It's always best to register things when they become defined.

That will not preclude you from copyrighting further developments or variations.

 

Keep in mind, however, that these days copyright is inherent in the creation af any work of art.

Be sure to label any copies (in any form) with © & ID of creator(s)/copyright holder(s) &, if possible, contact info.

That doesn't alleviate the need to eventually register for full legal protection options but it does give you substantiation if items come into someone else's possession. They can't claim they had no way of knowing to whom the work belonged.

Keep in mind that except for mass piracy, the government doesn't enforce any of these laws; that's handled in civil litigation (copyright holder sues infringer).

 

Also be aware that while you can copyright items both in printed or recorded form there are further considerations: recordings are actually a different item.

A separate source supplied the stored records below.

PR #2376, opened 2019-05-30
GC: update legends based on active groups order

kalletlak:
# What? Why?
Fix https://github.com/cBioPortal/cbioportal/issues/6172

### DIFF
--- a/src/pages/groupComparison/OverlapVenn.tsx
+++ b/src/pages/groupComparison/OverlapVenn.tsx
@@ -85,17 +85,12 @@ export default class Venn extends React.Component<IVennProps, {}> {
     }
 
     @computed get legendData() {
-        const usedGroups = _.keyBy(this.props.sampleGroups.map(group=>group.uid));
-        const legendData:any[] = [];
-        _.forEach(this.props.uidToGroup, (group) => {
-            if (group.uid in usedGroups) {
-                legendData.push({
-                    name: truncateWithEllipsis(group.nameWithOrdinal, 100, "Arial", "13px"),
-                    symbol: { fill: group.color, strokeOpacity:0, type:"square", size: 6 }
-                });
+        return this.props.sampleGroups.map(sampleGroup=>{
+            return {
+                name: truncateWithEllipsis(this.props.uidToGroup[sampleGroup.uid].nameWithOrdinal, 100, "Arial", "13px"),
+                symbol: { fill: this.props.uidToGroup[sampleGroup.uid].color, strokeOpacity:0, type:"square", size: 6 }
             }
         });
-        return legendData;
     }
 
     @computed get vennPlotAreaWidth() {
--- a/src/pages/groupComparison/Survival.tsx
+++ b/src/pages/groupComparison/Survival.tsx
@@ -9,6 +9,7 @@ import {SURVIVAL_TOO_MANY_GROUPS_MSG} from "./GroupComparisonUtils";
 import ErrorMessage from "../../shared/components/ErrorMessage";
 import {blendColors} from "./OverlapUtils";
 import OverlapExclusionIndicator from "./OverlapExclusionIndicator";
+import _ from "lodash";
 
 export interface ISurvivalProps {
     store: GroupComparisonStore
@@ -26,12 +27,31 @@ export default class Survival extends React.Component<ISurvivalProps, {}> {
             this.props.store.uidToGroup
         ],
         invoke: () => {
+            const orderedActiveGroupUidSet = _.reduce(this.props.store._activeGroupsNotOverlapRemoved.result!, (acc, next, index) => {
+                acc[next.uid] = index;
+                return acc;
+            }, {} as { [id: string]: number });
             const partition = this.props.store.patientsVennPartition.result!;
+
+            // ascending sort partition bases on number of groups in each parition.
+            // if they are equal then sort based on the give order of groups
+            partition.sort((a, b) => {
+                const aUids = Object.keys(a.key).filter(uid=>a.key[uid]);
+                const bUids = Object.keys(b.key).filter(uid=>b.key[uid]);
+                if (aUids.length !== bUids.length) {
+                    return aUids.length - bUids.length;
+                }
+                const aCount = _.sumBy(aUids, uid=>orderedActiveGroupUidSet[uid])
+                const bCount = _.sumBy(bUids, uid=>orderedActiveGroupUidSet[uid])
+                return aCount - bCount;
+            });
             const uidToGroup = this.props.store.uidToGroup.result!;
             const analysisGroups = [];
             const patientToAnalysisGroups:{[patientKey:string]:string[]} = {};
             for (const entry of partition) {
                 const partitionGroupUids = Object.keys(entry.key).filter(uid=>entry.key[uid]);
+                // sort by give order of groups
+                partitionGroupUids.sort((a, b) => orderedActiveGroupUidSet[a] - orderedActiveGroupUidSet[b]);
                 if (this.props.store.overlapStrategy === OverlapStrategy.EXCLUDE && partitionGroupUids.length > 1) {
                     // dont show the overlap curves if we're excluding overlapping cases
                 } else {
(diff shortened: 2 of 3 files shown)


src/pages/groupComparison/OverlapVenn.tsx
```diff
@@ -17,12 +17,14 @@ export interface IVennProps {
...
         cases: string[];
+        color: string;
+        nameWithOrdinal: string;
     }[];
     patientGroups: {
         uid: string;
         cases: string[];
     }[];
-    uidToGroup: { [uid: string]: ComparisonGroup };
+    //uidToGroup: { [uid: string]: ComparisonGroup };
```
adamabeshouse: why?

src/pages/groupComparison/OverlapVenn.tsx
```diff
@@ -85,17 +87,23 @@ export default class Venn extends React.Component<IVennProps, {}> {
...
+        return this.props.sampleGroups.map(group=>{
+            return {
+                name: truncateWithEllipsis(group.nameWithOrdinal, 100, "Arial", "13px"),
+                symbol: { fill: group.color, strokeOpacity:0, type:"square", size: 6 }
             }
         });
-        return legendData;
+        // const usedGroups = _.keyBy(this.props.sampleGroups.map(group=>group.uid));
+        // const legendData:any[] = [];
+        // _.forEach(this.props.uidToGroup, (group) => {
```
adamabeshouse: delete comment

src/pages/groupComparison/Survival.tsx
```diff
@@ -26,12 +27,52 @@ export default class Survival extends React.Component<ISurvivalProps, {}> {
...
+                    }
+                    return acc;
+                }, [] as string[]);
+
+                if (a1Keys.length !== a2Keys.length) {
+                    return a1Keys.length - a2Keys.length;
+                }
+
+                const x1Count = _.reduce(a1Keys, (acc, next) => {
+                    acc += orderedActiveGroupUids.indexOf(next);
```
adamabeshouse: we really should be avoiding using indexOf for lookups. It gives O(n^2) time complexity. a hashmap is the preferred choice. I have a helper method for this called stringListToIndexSet. Let me know if you need further explanation.

src/pages/groupComparison/OverlapVenn.tsx
```diff
@@ -17,12 +17,15 @@ export interface IVennProps {
...
+        color: string;
+        nameWithOrdinal: string;
     }[];
     patientGroups: {
         uid: string;
         cases: string[];
+        color: string;
+        nameWithOrdinal: string;
     }[];
-    uidToGroup: { [uid: string]: ComparisonGroup };
```
adamabeshouse: sorry I should have been clearer - I think it will be a lot more easily maintainable to just keep doing it the way we've been doing - the input is uid, and we just use uidToGroup to get any info that we need. is there a reason you want to change it this way?

src/pages/groupComparison/Survival.tsx
```diff
@@ -26,12 +27,51 @@ export default class Survival extends React.Component<ISurvivalProps, {}> {
...
+            const orderedActiveGroupUidSet = _.reduce(this.props.store._activeGroupsNotOverlapRemoved.result!, (acc, next, index) => {
+                acc[next.uid] = index;
+                return acc;
+            }, {} as { [id: string]: number });
             const partition = this.props.store.patientsVennPartition.result!;
+
+            // ascending sort partition bases on number of groups in each parition.
+            // if they are equal then sort based on the give order of groups
+            partition.sort((a, b) => {
+                let a1Keys = _.reduce(a.key, (acc, next, key) => {
```
adamabeshouse: I think this is a little hard to read - Object.keys(a.key).filter(uid=>a.key[uid]) is one line and clearer

adamabeshouse: also `a1Keys` is not a good variable name - should be `aUids` or something

src/pages/groupComparison/Survival.tsx
```diff
@@ -26,12 +27,51 @@ export default class Survival extends React.Component<ISurvivalProps, {}> {
...
+                    if (next === true) {
+                        acc.push(key);
+                    }
+                    return acc;
+                }, [] as string[]);
+                let a2Keys = _.reduce(b.key, (acc, next, key) => {
```
adamabeshouse: `bUIds`

src/pages/groupComparison/Survival.tsx
```diff
@@ -26,12 +27,51 @@ export default class Survival extends React.Component<ISurvivalProps, {}> {
...
+                        acc.push(key);
+                    }
+                    return acc;
+                }, [] as string[]);
+
+                if (a1Keys.length !== a2Keys.length) {
+                    return a1Keys.length - a2Keys.length;
+                }
+
+                const a1Count = _.reduce(a1Keys, (acc, next) => {
```
adamabeshouse: _.sumBy(a1Keys, uid=>orderedActiveGroupUidSet[uid])

src/pages/groupComparison/UpSet.tsx
```diff
@@ -208,11 +199,15 @@ export default class UpSet extends React.Component<IUpSetrProps, {}> {
         return index * (this.barWidth() + this.barSeparation()); // half box + separation + half box
     }
 
+    @computed get uidToGroup() {
+        return _.keyBy(this.props.groups, group=>group.uid)
```
adamabeshouse: why do you want to remake uidToGroup here instead of reusing the one thats passed in?

src/pages/groupComparison/VennSimple.tsx
```diff
@@ -22,12 +22,13 @@ export interface IVennSimpleProps {
...
         uid: string;
         cases: string[];
+        color: string;
+        nameWithOrdinal: string;
     }[]; // either 2 or 3
     x:number;
     y:number;
     width:number;
     height:number;
-    uidToGroup: { [uid: string]: ComparisonGroup };
```
adamabeshouse: same comment as before. I don't get why this is preferred - this way we have to keep changing the prop whenever we add something to the group. I think it's best to just leave it as uidToGroup and keep the prop simple - pass in uid and cases.

src/pages/groupComparison/OverlapVenn.tsx
kalletlak: had to do it this way to maintain group order. and looks like only these two parameters are used from `ComparisonGroup`. do you have any other idea?

adamabeshouse: I dont understand what you can do now re: group order that you couldnt do before?

adamabeshouse: in legendData just loop through sampleGroups as you're doing. that gives the order. then to get color and nameWithOrdinal go through uidToGroup

kalletlak: hmm ok

adamabeshouse:
@kalletlak is it okay if we wait to merge this for https://github.com/cBioPortal/cbioportal-frontend/pull/2370/files because I think it will be easier to rebase your changes onto mine than vice versa since this is only 25 lines

kalletlak:
sure!

src/pages/groupComparison/Survival.tsx
```diff
@@ -26,12 +27,31 @@ export default class Survival extends React.Component<ISurvivalProps, {}> {
...
+            const orderedActiveGroupUidSet = _.reduce(this.props.store._activeGroupsNotOverlapRemoved.result!, (acc, next, index) => {
+                acc[next.uid] = index;
+                return acc;
+            }, {} as { [id: string]: number });
             const partition = this.props.store.patientsVennPartition.result!;
+
+            // ascending sort partition bases on number of groups in each parition.
+            // if they are equal then sort based on the give order of groups
+            partition.sort((a, b) => {
+                const aUids = Object.keys(a.key).filter(uid=>a.key[uid]);
```
alisman: i don't quite understand this.  you're taking keys of aj object (a.key) then filtering out those where the corresponding values is false?    seems like it would be a lot clearer with reduce

src/pages/groupComparison/Survival.tsx
alisman: ha.  i wrote the exact opposite.  ok.  not important enough to fight about

src/pages/groupComparison/Survival.tsx
adamabeshouse: @alisman I asked Karthik to change it from reduce. I don't see what is unclear about this, it's a one liner, it does what it says. why would reduce make it more clear?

By that I mean that if you compose something, that can be copyrighted.

If you record it for sale, that can be copyrighted.

If someone else records it, they can copyright their recording. They still owe the copyright holder of the composition a royalty but they collect royalties on their recording.

Same if you record someone else's work.

You can even copyright significantly different versions (arrangements) of works by others, whether in the public domain or a work owned by someone.

If someone copies your arrangement, & you've copyrighted it, you may be a winner. :D

 

Lastly, copyright laws vary, sometimes significantly, from country to country.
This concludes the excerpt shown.